0
0
Agentic AIml~8 mins

Long-term memory with vector stores in Agentic AI - Model Metrics & Evaluation

Choose your learning style9 modes available
Metrics & Evaluation - Long-term memory with vector stores
Which metric matters for Long-term memory with vector stores and WHY

When using vector stores for long-term memory, the key metric is Recall. This is because we want to find all relevant past information stored as vectors when a query comes in. Missing important memories means the system forgets useful knowledge.

Another important metric is Precision, which tells us how many retrieved memories are actually relevant. High precision means fewer distractions from unrelated memories.

We also look at F1 score to balance recall and precision, ensuring the memory retrieval is both complete and accurate.

For ranking results, Mean Average Precision (MAP) or Normalized Discounted Cumulative Gain (NDCG) can measure how well the most relevant memories appear at the top.

Confusion matrix for memory retrieval
    Relevant | Irrelevant
    ---------------------------------------
    True Positive (TP) | False Positive (FP)
    ---------------------------------------
    False Negative (FN)| True Negative (TN)
    

Example: Suppose the system retrieves 8 relevant memories (TP), 2 irrelevant ones (FP), misses 3 relevant memories (FN), and correctly ignores 7 irrelevant memories (TN).

Totals: TP=8, FP=2, FN=3, TN=7, Total=20

Precision vs Recall tradeoff with examples

If the system retrieves many memories to avoid missing any (high recall), it may include irrelevant ones (low precision). This can confuse the AI with too much noise.

If it retrieves only very confident memories (high precision), it might miss some useful ones (low recall), causing the AI to forget important facts.

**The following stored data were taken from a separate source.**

PR #10097, opened 2025-06-26
fix(artifacts): ensure `artifact.link` can fetch the linked artifact regardless of user's default entity

tonyyli-wandb:
Description
-----------

Fixes `artifact.link()` so that the linked artifact is fetched successfully, even if the user's current default entity is in a different org.

Testing
-------
Updated `test_artifact_link_to_registry_collection` to run with the user's default entity set to different teams.

Note that the updated test does indeed fail without the changes in this PR, so it should be guarding against regressions on this bug going forward.

### DIFF
--- a/wandb/sdk/artifacts/artifact.py
+++ b/wandb/sdk/artifacts/artifact.py
@@ -2483,38 +2483,16 @@ class Artifact:
 
         # Parse the entity (first part of the path) appropriately,
         # depending on whether we're linking to a registry
-
-        # if (project := target.project) and (
-        #     is_registry_target := is_artifact_registry_project(project)
-        # ):
-
-        organization = ""
         if target.project and is_artifact_registry_project(target.project):
             # In a Registry linking, the entity is used to fetch the organization of the artifact
             # therefore the source artifact's entity is passed to the backend
             organization = target.prefix or api.settings.get("organization") or ""
 
-            # target_entity = InternalApi()._resolve_org_entity_name(
-            #     self.source_entity, organization
-            # )
-
-            org_entity = InternalApi()._resolve_org_entity_name(
+            target.prefix = InternalApi()._resolve_org_entity_name(
                 self.source_entity, organization
             )
-            wandb.termlog(
-                f"Org entity resolved: {organization=}, {org_entity=}, {target=}"
-            )
-
-            target.prefix = org_entity
         else:
-            target = target.with_defaults(
-                prefix=api.settings.get("entity") or api.default_entity,
-            )
-
-            # organization = ""
-
-            # target_entity = self.source_entity
-            target.prefix = self.source_entity
+            target = target.with_defaults(prefix=self.source_entity)
 
         # Prepare the validated GQL input, send it
         alias_inputs = [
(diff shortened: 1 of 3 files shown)


tonyyli-wandb:
* **#10097** <a href="https://app.graphite.dev/github/pr/wandb/wandb/10097?utm_source=stack-comment-icon" target="_blank">Graphite</a> 👈 <a href="https://app.graphite.dev/github/pr/wandb/wandb/10097?utm_source=stack-comment-view-in-graphite" target="_blank">(View in Graphite)</a>
* `main`


<h2></h2>

wandb/sdk/artifacts/artifact.py
```diff
@@ -2475,29 +2475,24 @@ def link(
             # Wait until the artifact is committed before trying to link it.
             self.wait()
 
-        api = Api()
+        api = Api(overrides={"entity": self.source_entity})
```
ssisk, line 2478: are there potentially other things that the user could have set when they initialized the API that could impact this code? (I'm not sure if this question really makes sense since I'm not an SDK expert)

tonyyli-wandb: no, it's a good question, and if I reinterpret it as:

> are there potentially other things that the user could have set in their environment and/or global `settings`

...the (not totally satisfactory) answer is "maybe".

There's a lot of logic (maybe too much) that depends on the `Api.settings` attribute right now, which itself can be partly populated from environment variables whenever a new `Api` object is instantiated (I think a good chunk of that logic starts [here](https://github.com/wandb/wandb/blob/dc9e723bd3926ae7a1108c0792e09928f0d6289c/wandb/sdk/internal/internal_api.py#L495-L540))

I **think** `entity` and `organization` are the main ones to worry about here (and `organization` should be handled several lines below).  The PR itself tries to err on the side of a smaller + lower-risk fix

ibindlish: not sure if we should be setting this for the user..? why is it necessary to do this if we're using `self.source_entity` everywhere downstream? 

IIUC, the `_resolve_org_entity_name` favors the `entity` provided, and gathers the org entity name from it if `organization=""`? Or am i missing something?

tonyyli-wandb: AFAICT, we're only setting `entity` on this `Api` instance, rather than than for the user, but let me know if I'm off

Without this change, the [`Api._artifact()` call](https://github.com/wandb/wandb/blob/37d1733ab9074d83f04b97a50a1a82f017d0359d/wandb/sdk/artifacts/artifact.py#L2534) at the end of this method may fall back on the user's `default_entity` [here](https://github.com/wandb/wandb/blob/37d1733ab9074d83f04b97a50a1a82f017d0359d/wandb/apis/public/api.py#L1307) (adding an extra GQL call).  If that happens, `api.default_entity` gets [passed to](https://github.com/wandb/wandb/blob/37d1733ab9074d83f04b97a50a1a82f017d0359d/wandb/apis/public/api.py#L1311) `_resolve_org_entity_name` when fetching the linked artifact at the end of this method, instead of `self.source_entity`

ibindlish: Oh wow, seems like even though we provide the entity name in the `Api._artifact()` call, it needs the settings' entity. Thanks for clarifying, this makes sense to me now

ibindlish (approved):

For example, a customer support AI using long-term memory should have high recall to remember all past issues, but also good precision to avoid irrelevant past cases.

What good vs bad metric values look like

Good: Recall and precision both above 0.8 means the system finds most relevant memories and keeps irrelevant ones low.

Bad: Recall below 0.5 means many relevant memories are missed, hurting AI's knowledge. Precision below 0.5 means many irrelevant memories confuse the AI.

F1 score below 0.6 suggests poor balance, needing tuning of vector search parameters or better embeddings.

Common pitfalls in metrics for vector store memory
  • Accuracy paradox: High accuracy can be misleading if most memories are irrelevant and the system just returns few results.
  • Data leakage: If test queries are too similar to stored vectors, metrics look better than real use.
  • Overfitting: Tuning vector search too tightly on test data can reduce generalization to new queries.
  • Ignoring ranking metrics: Only counting retrieved vs missed memories misses how well top results are ordered.
Self-check question

Your long-term memory system has 98% accuracy but only 12% recall on relevant memories. Is it good for production?

Answer: No. The high accuracy is misleading because most memories are irrelevant. The very low recall means the system misses almost all relevant memories, so it forgets important information. This hurts AI performance and user experience.

Key Result
Recall is most important to ensure relevant memories are found; balance with precision to avoid noise.